PROBLEM TO WORK ON:
Each line of the listing below that includes "swift" should be reported.

SUPPLIED INFORMATION:

******************************

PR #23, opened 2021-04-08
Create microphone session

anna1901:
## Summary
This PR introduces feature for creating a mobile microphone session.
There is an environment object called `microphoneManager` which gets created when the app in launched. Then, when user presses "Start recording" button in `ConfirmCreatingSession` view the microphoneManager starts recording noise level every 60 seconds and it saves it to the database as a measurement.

******************************

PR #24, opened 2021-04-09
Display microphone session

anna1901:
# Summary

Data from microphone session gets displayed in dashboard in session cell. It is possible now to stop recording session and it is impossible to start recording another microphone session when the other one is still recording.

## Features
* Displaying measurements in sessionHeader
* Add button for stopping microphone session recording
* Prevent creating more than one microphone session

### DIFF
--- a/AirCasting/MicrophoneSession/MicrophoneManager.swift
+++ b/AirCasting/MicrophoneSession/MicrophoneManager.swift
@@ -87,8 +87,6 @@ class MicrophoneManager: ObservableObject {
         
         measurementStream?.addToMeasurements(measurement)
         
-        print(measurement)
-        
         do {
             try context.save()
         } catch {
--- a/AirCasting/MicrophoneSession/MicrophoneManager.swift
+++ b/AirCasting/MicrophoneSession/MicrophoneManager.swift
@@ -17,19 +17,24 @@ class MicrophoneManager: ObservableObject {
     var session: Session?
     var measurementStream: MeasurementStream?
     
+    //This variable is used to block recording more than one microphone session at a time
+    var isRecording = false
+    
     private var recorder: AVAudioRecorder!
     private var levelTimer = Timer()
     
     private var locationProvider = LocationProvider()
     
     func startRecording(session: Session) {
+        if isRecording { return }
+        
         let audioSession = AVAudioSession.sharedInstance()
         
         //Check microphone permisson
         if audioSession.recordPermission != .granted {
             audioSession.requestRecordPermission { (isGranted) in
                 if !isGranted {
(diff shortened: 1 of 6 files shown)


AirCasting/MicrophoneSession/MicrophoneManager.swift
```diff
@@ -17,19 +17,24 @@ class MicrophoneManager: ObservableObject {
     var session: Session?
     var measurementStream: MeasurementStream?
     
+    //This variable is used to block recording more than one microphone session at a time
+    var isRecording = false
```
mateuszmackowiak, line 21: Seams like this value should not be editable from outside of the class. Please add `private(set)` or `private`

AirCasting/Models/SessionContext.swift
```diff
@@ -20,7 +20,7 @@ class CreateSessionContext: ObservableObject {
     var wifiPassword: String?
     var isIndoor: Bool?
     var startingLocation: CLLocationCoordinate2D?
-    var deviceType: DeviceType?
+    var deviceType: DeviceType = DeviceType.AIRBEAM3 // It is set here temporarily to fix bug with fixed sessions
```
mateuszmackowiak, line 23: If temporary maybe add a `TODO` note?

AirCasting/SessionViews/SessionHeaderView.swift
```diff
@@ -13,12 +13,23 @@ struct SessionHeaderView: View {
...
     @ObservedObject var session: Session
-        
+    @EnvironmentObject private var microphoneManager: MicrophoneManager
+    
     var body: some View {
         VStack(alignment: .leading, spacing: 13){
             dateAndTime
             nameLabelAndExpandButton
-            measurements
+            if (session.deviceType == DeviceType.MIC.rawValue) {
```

******************************

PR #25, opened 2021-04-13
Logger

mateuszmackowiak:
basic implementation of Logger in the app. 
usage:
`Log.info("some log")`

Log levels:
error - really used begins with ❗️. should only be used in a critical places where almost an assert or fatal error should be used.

******************************

ANSWER FOR THE TASK:
--- a/AirCasting/MicrophoneSession/MicrophoneManager.swift
+++ b/AirCasting/MicrophoneSession/MicrophoneManager.swift
--- a/AirCasting/MicrophoneSession/MicrophoneManager.swift
+++ b/AirCasting/MicrophoneSession/MicrophoneManager.swift
AirCasting/MicrophoneSession/MicrophoneManager.swift
AirCasting/Models/SessionContext.swift
AirCasting/SessionViews/SessionHeaderView.swift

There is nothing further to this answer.